Is there a table or document anywhere that can provide a rough date of manufacturer given a Surefire serial number?

Specifically interested in the M95x bodies.

Thanks!


----------



## greenLED (Dec 21, 2009)

As far as we've been able to tell, SF serial numbers have no relationship with age.


----------



## Roger Sully (Dec 21, 2009)

My SF doesn't even have a serial# :shrug:
I just know that it's ooold !


----------



## greenLED (Dec 21, 2009)

HSG said:


> My SF doesn't even have a serial# :shrug:
> I just know that it's ooold !


Pics please. What model is it? DaFabricata would be interested in it.


----------



## Roger Sully (Dec 21, 2009)

It's my first 6P that I got when I first became an EMT about 15 years ago.
I moved about a year ago and while going through an old dersk I found the box..of course I didn't know about CPF then and thought "Do I still need this box? It's not like I'm going to return it..." 
It was in durned good shape too! Everything it came with (except the light and batteries of course) were still in the box...


----------



## souptree (Dec 21, 2009)

Size15s can date them just by looking at the file name of a jpeg. :laughing:


----------



## Tempest UK (Dec 21, 2009)

greenLED said:


> Pics please. What model is it? DaFabricata would be interested in it.

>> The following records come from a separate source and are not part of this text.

PR #287, opened 2017-03-01
Fixes #18739 - Display hostgroup_title on Host actions

dLobatog:
Before this patch, host list was displaying only the leaf of the
hostgroup tree. E.g:

base/hostgroup1

displayed as 'hostgroup1' in the Host list table.

After this patch, 'base/hostgroup1' is displayed, which is more useful
than the leaf (which could be the same for different trees). The same
thing has been fixed for Host info.

@tstrachota I also wonder if we should do this for organizations/locations

### DIFF
--- a/lib/hammer_cli_foreman/host.rb
+++ b/lib/hammer_cli_foreman/host.rb
@@ -30,7 +30,7 @@ module HammerCLIForeman
         field :id, _("Id")
         field :name, _("Name")
         field nil, _("Operating System"), Fields::SingleReference, :key => :operatingsystem
-        field :hostgroup_title, _("Host Group")
+        field nil, _("Host Group"), Fields::SingleReference, :key => :hostgroup, :display_field => 'title'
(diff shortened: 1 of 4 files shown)


ares:
Works well and fixes the issue for me :+1: I agree it would be good to do it the same for orgs/locs, the structure is not clear in their org/loc list

tstrachota:
This is nice improvement. I'm afraid it breaks `--show-ids` functionality for hostgroup references though. @dLobatog how about something like this: https://github.com/dLobatog/hammer-cli-foreman/pull/3

dLobatog:
@tstrachota That's what I tried initially, I was missing this part, thanks for that 😄  (https://github.com/dLobatog/hammer-cli-foreman/pull/3/files#diff-99b175729e323d7a7b894d35995e0c60R13). The PR is updated (credits due in your commit)

tstrachota:
:+1:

Back in the Laser Products days, when the bodies of the flashlights didn't have flat surfaces for markings, no serial numbers were used. As such, there were a lot of models produced without serial numbers, not just the usual, smaller 3P/6P/9P lights but also the larger 12PM/12ZM models and all of the other oddities that no longer get any mention on CPF.

The only markings were on the tailcap.

If you (the OP, or anyone else) want to date a SureFire then posting a picture would certainly help. The serial number itself might not be very useful (although it can help sometimes) but the design itself and particular features can place it at a particular time. 

Doing this with more recent SureFires is a lot easier now that just about everything is marked in some way and one can therefore distinguish one revision from another with ease. For example, the KL1 and KX1 are visually similar, but the fact that one is marked KL1 and the other KX1 helps a fair bit in telling them apart. No such luck with the older models. 

Even with such markings, though, it's not always easy. To use the KX1 example again, there's no difference in the markings between the single-level (30 lumen) KX1 and the two-level (3/45 lumen) KX1 replacing it.

To summarise: serial numbers aren't a good guide, determining age is difficult but not impossible, and it's best to post a photo of the light in question 

Regards,
Tempest


----------



## ampdude (Dec 22, 2009)

I wonder if Surefire has any type of records kept over the years that would date flashlights to an approximate date, I am thinking they must have some form of records in this respect.


----------